YOUR GOAL: Each record must appear in the answer exactly as given.

Data entries:
******

PR #494, opened 2022-02-08
The Big Image Promoter Refactor™

puerco:
#### What type of PR is this?
/kind cleanup
/kind design

This PR is a huge refactor of the main image promoter code. The refactor consists of two main parts:

1. All the promotion logic has been moved from the old monolithic `cil.RunPromoteCmd()` function to a new package that captures all the promoter modes of operation.
2. The new `promoter` package itself. This new package exposes 4 main functions that run all the steps to complete each of the promoter's modes of operation. The names are self explanatory, here is the TLDR:
  - 1.  `promoter.CheckManifestLists()`: This function implements a mode that only checks manifest lists and exits.
  - 2. `promoter.Snapshot()` runs the snapshotting feature of the promoter
  - 3. `promoter.SecurityScan()` scans the manifests but instead of copying, performs a vulnerability scan in the new images
  - 4. `promoter.PromoteImages()` performs the image promotions based on the options passed

All the code previously intertwined in the `cli.RunPromoteCmd()` function is now split into smaller. more focused functions.

The external interfaces and all functionality should be exactly the same. The idea of the refactor is to break the code into more manageable pieces that we can iterate in a safer and faster fashion.

After we manage this initial refactor, it will be a lot easier to add image verification/signing and the replication function for the k8s infra replication effort.

This is part of the push to get the container images signed (https://github.com/kubernetes/release/issues/2383) and replicated  (https://github.com/kubernetes/k8s.io/issues/1834).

******

RESULT:
PR #494, opened 2022-02-08
The Big Image Promoter Refactor™

puerco:
#### What type of PR is this?
/kind cleanup
/kind design

This PR is a huge refactor of the main image promoter code. The refactor consists of two main parts:

1. All the promotion logic has been moved from the old monolithic `cil.RunPromoteCmd()` function to a new package that captures all the promoter modes of operation.
2. The new `promoter` package itself. This new package exposes 4 main functions that run all the steps to complete each of the promoter's modes of operation. The names are self explanatory, here is the TLDR:
  - 1.  `promoter.CheckManifestLists()`: This function implements a mode that only checks manifest lists and exits.
  - 2. `promoter.Snapshot()` runs the snapshotting feature of the promoter
  - 3. `promoter.SecurityScan()` scans the manifests but instead of copying, performs a vulnerability scan in the new images
  - 4. `promoter.PromoteImages()` performs the image promotions based on the options passed

All the code previously intertwined in the `cli.RunPromoteCmd()` function is now split into smaller. more focused functions.

The external interfaces and all functionality should be exactly the same. The idea of the refactor is to break the code into more manageable pieces that we can iterate in a safer and faster fashion.

After we manage this initial refactor, it will be a lot easier to add image verification/signing and the replication function for the k8s infra replication effort.

This is part of the push to get the container images signed (https://github.com/kubernetes/release/issues/2383) and replicated  (https://github.com/kubernetes/k8s.io/issues/1834).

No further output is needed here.